En todo caso, este esfuerzo del poder, de todo poder, por acomodar el pasado al presente que quiere moldear dispara preguntas sobre su funcionamiento en un contexto ya muy distinto al de las mentalidades del siglo XX: más que revisitar el pasado eliminando lo incómodo desde la cima del poder, cambiando manuales escolares, fotos viejas, quemando archivos, matando testigos presenciales, la fórmula ucrónica hoy se apoya en la vaporización del pasado, en la confusión, en la relativización de todo lo que antes se consideraba memoria compartida. El pasado se aplana y el presente extiende su sombra sobre toda la acumulación de eventos concatenados que vienen desde el fondo de la historia, desvaneciendo la noción de distancia: así Hitler se convierte en socialista, los Habsburgos en precursores del antiimperialismo latinoamericano, el Imperio romano en contraseña del trumpismo, la Unión Soviética en apenas un suspiro oscuro del que no queda más que arquitectura brutalista para Instagram y la foto colorizada artificialmente de una chica de los años 40s nos resuena como tomada ayer mientras que un fragmento de video de los 90s nos devuelve (por el grano de la imagen, por la voz de sus protagonistas) a la conciencia condenada de nuestra mortalidad. Todo está roto y es como si viviéramos en un tiempo donde todo ocurre al mismo tiempo: los muertos y los vivos nos entregamos al alegre ejercicio ucrónico de ignorar el pasado o de redefinirlo a placer o de alterar el sentido de la flecha del tiempo: bien puede algo ocurrido en 1525 afectar algo de 2025 y, a la inversa (como en el cuento de Borges “La otra muerte”), un hecho de 1946 cambiar algo de 1904, si así se lo desea con la suficiente convicción. Todos somos pequeños editores de la Gran Enciclopedia de la Unión Soviética, cambiando Berias por Berings, haciendo de un pedazo de la historia un fetiche al que le atribuimos el poder de haberlo cambiado todo si tan solo ocurría de otra manera, colgados en el rumiar del momento en que se descarriló todo.

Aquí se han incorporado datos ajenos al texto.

Issue #3690, opened 2024-05-08
Semantics of getters/setters and events?


madsmtm:
I'm working on improving the internals of the event handling and queuing on macOS (and iOS), and couldn't seem to find any docs on what the expected behaviour actually is? Take the following example of modifying and querying the outer position of a window:

```rust
match event {
    WindowEvent::Moved(new_position) => {
        println!("moved to: ({}, {})", new_position.x, new_position.y);
    },
    WindowEvent::KeyboardInput { event: KeyEvent { state: ElementState::Pressed, .. }, .. } => {
        println!("setting position");
        window.set_outer_position(PhysicalPosition::new(100, 100));
        let new_position = window.outer_position().unwrap();
        println!("new position: ({}, {})", new_position.x, new_position.y);
    },
    _ => (),
}
```

There are a few possible ways this could behave:
1. The value is immediately updated, and querying it yields the new value:
   ```
   setting position
   new position: (100, 100)
   moved to: (100, 100)
   ```
2. The value is deferred to only be updated once the event executes:
   ```
   setting position
   new position: (712, 234) // Old value
   moved to: (100, 100)
   ```
3. The event is executed immediately, and the new value is available afterwards:
   ```
   setting position
   moved to: (100, 100) // Emitted before window.set_outer_position returns
   new position: (100, 100)
   ```

Of these, I would argue that option 3 is the "better" option, as it allows the user to have one place where updates to the position is always executed, and every part of the system instantly remain up to date about the current state. It is, however, also not possible in Rust with the current event handler, since it'd be re-entrant (and is probably also pretty difficult to implement efficiently).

En una novelita del género de las historias alternativas, The Wild Blue and the Gray, en la que se imagina unos Estados Confederados que, cincuenta años después de su victoria en la Guerra Civil, se involucran del lado de la Entente en la Primera Guerra Mundial (imaginemos por un instante los biplanos con la bandera confederada cruzando el cielo por encima de las trincheras de Francia), el autor, William Sanders, coloca como personaje a un Faulkner hastiado que expresa su opinión sobre el enloquecedor manoseo del pasado y el presente: “I’ve come to the conclusion that the stupidest words in the language are ‘What if?‘”. Es probable. Faulkner, el Faulkner real, si eso es algo que pueda decirse, dedicó toda su obra a escribir sobre cómo el pasado forma un bloque inescapable: el pasado de la raza, del clan, de la familia, de la nación, siempre volviendo, siempre acechando las decisiones frágiles, los desvíos de los vivos. “The past is never dead. It’s not even past.“, dice en Réquiem por una monja. Más que la contradicción filosófica entre determinismo y libertad, a Faulkner le interesaba el pasado como una sustancia que lo impregna todo, que se lleva siempre encima, que se manifiesta cuando más se creía olvidado. En esta concepción no hay lugar para el consuelo melancólico en la fantasía de lo que “podría haber pasado si”, ni tampoco en la complacencia de la justificación retrospectiva (“lo que pasó habría pasado de todas formas”). Ni ucronías ni astucias de la razón: la sombra de los caminos no elegidos, las consecuencias no buscadas, las oportunidades perdidas, y no mucho más. ///// DB

Disclaimer. Contenido libre de financiación del Departamento de Estado.